TRY IT: Copy out the data line by line exactly, from its start to the line bearing "Logs are not duplicated.", inclusive.

[Saved entries]
————

Issue #404, opened 2023-02-08
[BUG]Duplicated shell log in integration test


djdongjin:
**Describe the bug**

The `shell` testutil log everything twice

https://github.com/awslabs/soci-snapshotter/blob/5ba9f953cf3d785f8d430837d9a6f3d9dfe675e2/util/testutil/shell.go#L67-L77

**Steps To Reproduce**

`make integraion` and see logs from shell. Every log from shell is duplicated twice.

```shell
testing: 2023/02/07 16:36:27 >>> Running: [find /var/lib/containerd//. ! -name . -prune -exec rm -rf {} +]
    shell.go:76: >>> Running: [find /var/lib/containerd//. ! -name . -prune -exec rm -rf {} +]
testing: 2023/02/07 16:36:27 >>> Running: [find /var/lib/soci-snapshotter-grpc//. ! -name . -prune -exec rm -rf {} +]
    shell.go:76: >>> Running: [find /var/lib/soci-snapshotter-grpc//. ! -name . -prune -exec rm -rf {} +]
testing: 2023/02/07 16:36:27 >>> Running(returning reader): [/usr/local/bin/soci-snapshotter-grpc --log-level debug --address /run/soci-snapshotter-grpc/soci-snapshotter-grpc.sock]
    shell.go:76: >>> Running(returning reader): [/usr/local/bin/soci-snapshotter-grpc --log-level debug --address /run/soci-snapshotter-grpc/soci-snapshotter-grpc.sock]
testing: 2023/02/07 16:36:27 >>> Running(0/100): [ctr snapshots --snapshotter soci prepare connectiontest-dummy-cfh7s2qltg8o7svcmh80 ]
    shell.go:76: >>> Running(0/100): [ctr snapshots --snapshotter soci prepare connectiontest-dummy-cfh7s2qltg8o7svcmh80 ]
testing: 2023/02/07 16:36:27 >>> Running: [containerd --log-level debug]
    shell.go:76: >>> Running: [containerd --log-level debug]
```

**Expected behavior**

Logs are not duplicated. 

Ideally, we should log where the command is called, instead of where the log is produced (e.g. all the `shell.go:76` above). This helps target errors. Otherwise, usually we need to scroll up and see which test is running and causing the error.

sondavidb:
Closed by #1192

PR #468, opened 2023-03-06
Make containerd/soci log level configurable

### LINKED ISSUE #426: [FEATURE] Make integration test log level configurable
Integration test output is unnecessarily verbose during typical runs.

Provide a mechanism for specifying a default log level (error, warning, info, debug) that will filter test output (e.g. omitting `log.G().Debug()`) and also be passed to processes that are launched via tests (e.g. `soci -log-level`, `soci-snapshotter-grpc --log-level`, `containerd --log-level`, containerd config debug.level).

Manual filtering of test output is time consuming.

djdongjin:
**Issue #, if available:** part of #426

**Description of changes:**

This PR makes the following changes:

1. containerd (config and `containerd --log-level`) log level configurable and `warn` by default.
2. soci-snapshotter (`soci-snapshotter-grpc --log-level`) log level configurable and `debug` by default (no change).
3. add `-q` to `docker(-compose) build` cmd, reduce build output: build produces a lot of output but I didn't find it useful in almost all cases.
4. rename integraion testutils to `util_test.go` and `util_soci_test.go`.

This PR reduces integration test log from 22186 lines to around 10000 lines. (if change soci loglevel to warn, to 7500 lines)

I didn't make a global log level config because I feel we want it different in different components.

**Testing performed:**


sparr:
While this is a good start, I don't think this should close #426, that needs a lot more coverage.

djdongjin:
> While this is a good start, I don't think this should close https://github.com/awslabs/soci-snapshotter/issues/426, that needs a lot more coverage.

The new revision made soci log level configurable (still debug by default). (tested changing to `warn` locally, the output line reduces to 7320.)

The next thing is `logrus.SetLevel()` but checking the output, there are only a couple of lines with `"level":xxxx` after changes made to containerd/soci. So I don't feel that helps much reduce integration output.

Most of the existing 7320 lines come from **output** not **log** (i.e. `fmt.Printf`/etc). They could possibly be minimized either by caller (e.g., our inte tests figure out a way of ignoring cmd exection output) or the callee (e.g., use the `-q` flag in nerdctl/docker), but there isn't a unified config/way of reducing that.

There are some duplication tracked in #404. Fixing that can reduce another ~1500 lines. (The rest are output).

Any other coverage you have in mind?

integration/main_test.go
```diff
@@ -42,7 +42,26 @@ import (
...
+// this can be overwritten by setting up env variables specified by
+// `containerdLogLevelEnv`/`sociLogLevelEnv`.
+var (
+	containerdLogLevel = "warn"
+	sociLogLevel       = "debug"
+)
+
+func validateLogLevel(level string) bool {
+	switch level {
+	case "trace", "debug", "info", "warn", "error", "fatal", "panic":
```
Kern--, line 60: nit: What do you think about replacing this with a logrus check? 
```
_, err := logrus.ParseLevel(level);
return err == nil;
```

Kern-- (approved):

integration/main_test.go
djdongjin: sure, not aware of this :) got the list of value from cli help output 😅

Kern-- (approved):

turan18 (approved):

Issue #458, opened 2023-03-01
[Bug] Clean up labels used by SOCI and switch to containerd's


djdongjin:
### Description

SOCI defines a list of labels it uses. However, these labels have the following issues:

1. Located in different places: [config.go](https://github.com/awslabs/soci-snapshotter/blob/aed937970e4b35dac5bf65fd38ad4bc6208c0ef6/fs/config/config.go#L42-L46), [remote.go](https://github.com/awslabs/soci-snapshotter/blob/56534c70965d326ed9963f9a0fa5f0ecba9d3bb9/fs/source/source.go#L79).
2. Labels that are not used at all or deprecated: [`config.TargetImageRefLabel`](https://github.com/awslabs/soci-snapshotter/blob/aed937970e4b35dac5bf65fd38ad4bc6208c0ef6/fs/config/config.go#L43)
3. Labels that mean the same thing but have different keys: [`SociIndexDigestLabel`](https://github.com/awslabs/soci-snapshotter/blob/aed937970e4b35dac5bf65fd38ad4bc6208c0ef6/fs/config/config.go#L46), [`SociIndexDigestLabel`](https://github.com/awslabs/soci-snapshotter/blob/aed937970e4b35dac5bf65fd38ad4bc6208c0ef6/fs/source/source.go#L108).
4. Labels we take from stargz but we didn't really use: [`targetUrls`](https://github.com/awslabs/soci-snapshotter/blob/aed937970e4b35dac5bf65fd38ad4bc6208c0ef6/fs/source/source.go#L97-L103); based on the discussion, this label is used for ipfs only: https://github.com/containerd/nerdctl/pull/2063#discussion_r1121746511

Another issue is that we probably should remove the mention of `com.amazon`? (I'm not sure about this)

https://github.com/awslabs/soci-snapshotter/blob/59b35d4817a4faa82f43bda27a81e4e0c3665daf/soci/soci_index.go#L49-L53

### Steps to reproduce the bug

See the code link above

### Describe the results you expected

1. Resolve the itemized issues.
2. Change to use containerd's label definition for remote snapshotter: https://github.com/containerd/containerd/blob/main/pkg/snapshotters/annotations.go

A similar effort for 2 for stargz can be found here: https://github.com/containerd/stargz-snapshotter/pull/1131

### Host information

1. OS: 
2. Snapshotter Version: 
3. Containerd Version:

Kern--:
[...]

PR #483, opened 2023-03-09
Using containerds default snapshotter labels instead of custom ones

turan18:
Using containerds default snapshotter labels instead of custom ones.
Removing unused labels in config.go 
https://github.com/awslabs/soci-snapshotter/blob/aed937970e4b35dac5bf65fd38ad4bc6208c0ef6/fs/config/config.go#L42-L46

This also changes the snapshotter to use the [FromDefaultLabels()](https://github.com/awslabs/soci-snapshotter/blob/6a716b7f8180f02ae5c03e4350c4f091ad9267ea/fs/source/source.go#L113)  as the source function solely instead of [sourceFromCRILabels()](https://github.com/awslabs/soci-snapshotter/blob/6a716b7f8180f02ae5c03e4350c4f091ad9267ea/service/cri.go#L57). Currently there is no support for layer size labels within the snapshotters package in containerd. This is important since we need a layers size when creating the `io.SectionReader` for the layer in the layer resolver. In order to have kubernetes/CRI support in the future we must either push for layer size label support upstream or re-implement https://github.com/awslabs/soci-snapshotter/pull/234  which will allow us to obtain layer sizes via a network call. 

**Issue #, if available:**

Fixes: #458 

**Testing performed:**


benchmark/stargz_utils.go
```diff
@@ -135,8 +135,7 @@ func (proc *StargzContainerdProcess) StargzRpullImageFromECR(
 		containerd.WithSchema1Conversion,
 		containerd.WithPullUnpack,
 		containerd.WithPullSnapshotter("stargz"),
-		containerd.WithImageHandlerWrapper(source.AppendDefaultLabelsHandlerWrapper(
-			imageRef, "")),
+		containerd.WithImageHandlerWrapper(ctdsnapshotters.AppendInfoHandlerWrapper(imageRef)),
```
djdongjin, line 138: not related to the change. but seems previously we use `source` from soci, not from stargz. Are they the same?

fs/fs.go
```diff
@@ -373,7 +374,7 @@ type filesystem struct {
 }
 
 func (fs *filesystem) MountLocal(ctx context.Context, mountpoint string, labels map[string]string, mounts []mount.Mount) error {
-	imageRef, ok := labels[source.TargetRefLabel]
+	imageRef, ok := labels[ctdsnapshotters.TargetRefLabel]
```
djdongjin, line 377: this will be a behavior change right? since `source.TargetRefLabel` and `ctdsnapshotters.TargetRefLabel` are different strings?

Kern--:
LGTM, just need to address the check failures.

service/service.go
```diff
@@ -96,11 +96,15 @@ func NewSociSnapshotterService(ctx context.Context, root string, config *Config,
...
 	}
+	// The filesytems GetSources function will default to FromDefaultLabels for now,
+	// since there are no size labels for layers within the snapshotters package in
+	// containerd. In order to support kubernetes/CRI we will have to either add
+	// upstream support for layer size labels or make network calls within the
+	// snapshotter to fetch layer size.
 	// Configure filesystem and snapshotter
-	fsOpts := append(sOpts.fsOpts, socifs.WithGetSources(sources(
-		sourceFromCRILabels(hosts),      // provides source info based on CRI labels
+	fsOpts := append(sOpts.fsOpts, socifs.WithGetSources(
```
djdongjin, line 105: Cannot put the comment in func definition

I think we can remove this func (`source`) for now since it's unused and a trivial function, and I feel it's right location should be in `fs/source/source.go`. If we need it later, we can add it there.

djdongjin (approved):
LGTM

benchmark/stargz_utils.go
turan18: Yeah its effectively the same since we  are not setting the prefetch size

Kern-- (approved):

Issue #463, opened 2023-03-03
[FEATURE] Improve the abstraction around ztoc


djdongjin:
### Description

The current structure of ztoc&compression has some issues (see discussion in https://github.com/awslabs/soci-snapshotter/pull/453#discussion_r1122174133):

1. Zinfo is part of ztoc, compression is used to implement zinfo. Thus, compression pkg should be a sub-package of ztoc package.
2. Also, zinfo should be always part of a ztoc object. As an example, spanmanager [holds both ztoc and zinfo objects](https://github.com/awslabs/soci-snapshotter/blob/00474ecf61cfb905a0d6436b516110050bb6435c/fs/span-manager/span_manager.go#L122-L125).
3. Ztoc struct should have the zinfo **struct**, not its [serilized **bytes**](https://github.com/awslabs/soci-snapshotter/blob/878e7d9fbdb67fd030f8ac1b36777a83cd525aea/ztoc/ztoc.go#L59). We should only serilize zinfo when we serilize the whole ztoc.
4. Ztoc/Zinfo should have the compression algorithm used to produce that ztoc/zinfo. This info is already in [ztoc's flatbuf](https://github.com/awslabs/soci-snapshotter/blob/878e7d9fbdb67fd030f8ac1b36777a83cd525aea/ztoc/fbs/ztoc.fbs#LL31C8-L31C8)

### Describe the solution you'd like

Resolve the above issues (or more if found).

### Describe any alternative solutions/features you've considered

Don't change anything.

Kern--:
Copying this discussion out of the PR so we can continue it here.

---
> What direction are we going with this API?
> 
> Are we going to keep embedding `CompressionInfo` into `Ztoc` with this helper? Should we instead embed `ZInfo` into `Ztoc` and just use the ztoc directly instead of `ztoc.Zinfo()`?

I tried embedding `Zinfo` into `Ztoc` but it's a little tricky due to the gzipzinfo c resource release. In some places it will cause the Zinfo creation and release done in different places in some scenarios. https://github.com/awslabs/soci-snapshotter/issues/463#issuecomment-1478335134 has more details.

After digging into the issue, I think both ways have their pros and cons:

Keep zinfo struct in ztoc:

pros:

- simplify zinfo usage: just `ztoc.Zinfo`.

cons:

- whenever a ztoc is created, its zinfo needs to be closed to release the c resource (ideally by the same creator).
[...]

PR #484, opened 2023-03-09
Refactor ztoc

djdongjin:
**Issue #, if available:** part of #463

**Description of changes:**

1. Move compression to ztoc as its sub package: compression/zinfo is part of ztoc, and from our discussion we don't want users to use zinfo separately.
2. Add compression algorithm to our ztoc struct: it is part of ztoc flatbuf, but not our ztoc struct.
3. Change `Ztoc.Compression` and `Ztoc.TOC` to inline sub struct. I don't feel `TOC TOC` provides any other benefit, and instead make it confusing with the field and type being the same same, and making our code verbose (e.g., `spanmanager.ztoc.CompressionInfo.Checkpoints`)

> 3 might be my opinoned preference.

**Testing performed:**

Make check && make test && make integration


sparr:
We're passing around the compression algo as a string in various places here. Not all of it is new code, but it jumped out at me. The fb definition uses a byte (where Gzip == `1`) to store that info. Can you give some insight on that?

ztoc/ztoc.go
```diff
@@ -35,20 +35,22 @@ import (
...
 // CompressionInfo is the "zinfo" part of ztoc including the `Checkpoints` data
 // and other metadata such as all span digests.
 type CompressionInfo struct {
-	MaxSpanID   compression.SpanID //The total number of spans in Ztoc - 1
-	SpanDigests []digest.Digest
-	Checkpoints []byte
+	MaxSpanID            compression.SpanID //The total number of spans in Ztoc - 1
+	SpanDigests          []digest.Digest
+	Checkpoints          []byte
+	CompressionAlgorithm string
```
sparr, line 53: Why a string instead of the byte that's used to store this in the fb?

djdongjin: containerd returns compression algorithms as plain string ("gzip", "zstd"), so we just use the same (string) to keep it consistent with containerd and I didn't feel extra benefit of defining a new type for that ourselves (e.g. `type CompressionAlgorithm string`).

Also fb is only used to (de)serilize `Ztoc` struct from/to flatbuf (and has its own [Compression type definition](https://github.com/awslabs/soci-snapshotter/blob/main/ztoc/fbs/ztoc/CompressionAlgorithm.go)), but Ztoc is used in many places of soci. I don't think we should use fb-specific types within Ztoc. So the conversion is made only in ztoc_marshaler.go.

ztoc/ztoc_marshaler.go
```diff
@@ -132,30 +137,32 @@ func ztocToFlatbuffer(ztoc *Ztoc) (fb []byte, err error) {
 		}
 	}()
 
+	// ztoc - metadata
```
Kern--, line 140: I'm mostly onboard with these changes, but we're referring the the ztoc version as `ztoc - metadata` but `ztoc.Metadata` is actually FileMetadata, not metadata about the ztoc itself. Does it make sense to rename `TOC.Metadata` to `TOC.FileMetadata`?

ztoc/ztoc_marshaler.go
```diff
@@ -238,3 +256,16 @@ func prepareXattrsOffset(me FileMetadata, builder *flatbuffers.Builder) flatbuff
 	xattrs := builder.EndVector(len(me.Xattrs))
 	return xattrs
 }
+
+// compressionAlgorithmToFlatbuf helps convert compression algorithm into flatbuf
+// enum. SOCI/containerd uses lower-case for compression, but our flatbuf capitalizes
+// the first letter. When converting back, we can just `strings.ToLower` so a helper
+// func is not needed in that case.
+func compressionAlgorithmToFlatbuf(algo string) (ztoc_flatbuffers.CompressionAlgorithm, error) {
```
Kern--, line 264: If we stored `algo` as a byte, wouldn't the flatbuffer serialization logic handle this for us? i.e. if you tried to write a value that wasn't present, then it would cause a serialization error.

ztoc/ztoc_marshaler.go
djdongjin: Changed to `FileMetadatas` since it's a slice and also avoid to having the field and type having the same name :)

ztoc/ztoc_marshaler.go
djdongjin: I'm not sure how will that work (also by `byte`, do you mean something like `[]byte("gzip")`?). [flatbuf generates its enum as int](https://github.com/awslabs/soci-snapshotter/blob/main/ztoc/fbs/ztoc/CompressionAlgorithm.go).

Regardless, I feel a conversion is unavoidable and it's more convenient to keep it consistent with containerd (which returns "gzip"/"zstd"). If we use flatbuffer's byte/int, we still need to convert that to string or vice versa when we need to compare.

ztoc/ztoc_marshaler.go
djdongjin: just FYI, this does change Ztoc's API in our library, whereas the previous change won't (both `ztoc.TOC.Metadata` and `ztoc.Metadata` work).

It's okay as long as no one uses soci as a dependency or uses `Ztoc.TOC.Metadata` directly.

Kern--: Is there a concern with the name and type being the same? This is a pretty common pattern in go.

djdongjin: No concern, it's just this is a slice of `FileMetadata`, so I changed to plural `FileMetadatas`

ztoc/ztoc_marshaler.go
Kern--: We discussed offline and decided that this is convenient for now. In the future, we may decide that compression algorithms are actually died to the specific implementation of the algorithm (e.g. a C implementation and a go implementation would have different `CompressionAlgorithm` fields in the ztoc) at which point we can consider representing this differently.

ztoc/ztoc_marshaler.go
djdongjin: changed to `FileMetadata`

turan18 (approved):

Kern-- (approved):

————

TASK SOLUTION:
Issue #404, opened 2023-02-08
[BUG]Duplicated shell log in integration test


djdongjin:
**Describe the bug**

The `shell` testutil log everything twice

https://github.com/awslabs/soci-snapshotter/blob/5ba9f953cf3d785f8d430837d9a6f3d9dfe675e2/util/testutil/shell.go#L67-L77

**Steps To Reproduce**

`make integraion` and see logs from shell. Every log from shell is duplicated twice.

```shell
testing: 2023/02/07 16:36:27 >>> Running: [find /var/lib/containerd//. ! -name . -prune -exec rm -rf {} +]
    shell.go:76: >>> Running: [find /var/lib/containerd//. ! -name . -prune -exec rm -rf {} +]
testing: 2023/02/07 16:36:27 >>> Running: [find /var/lib/soci-snapshotter-grpc//. ! -name . -prune -exec rm -rf {} +]
    shell.go:76: >>> Running: [find /var/lib/soci-snapshotter-grpc//. ! -name . -prune -exec rm -rf {} +]
testing: 2023/02/07 16:36:27 >>> Running(returning reader): [/usr/local/bin/soci-snapshotter-grpc --log-level debug --address /run/soci-snapshotter-grpc/soci-snapshotter-grpc.sock]
    shell.go:76: >>> Running(returning reader): [/usr/local/bin/soci-snapshotter-grpc --log-level debug --address /run/soci-snapshotter-grpc/soci-snapshotter-grpc.sock]
testing: 2023/02/07 16:36:27 >>> Running(0/100): [ctr snapshots --snapshotter soci prepare connectiontest-dummy-cfh7s2qltg8o7svcmh80 ]
    shell.go:76: >>> Running(0/100): [ctr snapshots --snapshotter soci prepare connectiontest-dummy-cfh7s2qltg8o7svcmh80 ]
testing: 2023/02/07 16:36:27 >>> Running: [containerd --log-level debug]
    shell.go:76: >>> Running: [containerd --log-level debug]
```

**Expected behavior**

Logs are not duplicated. 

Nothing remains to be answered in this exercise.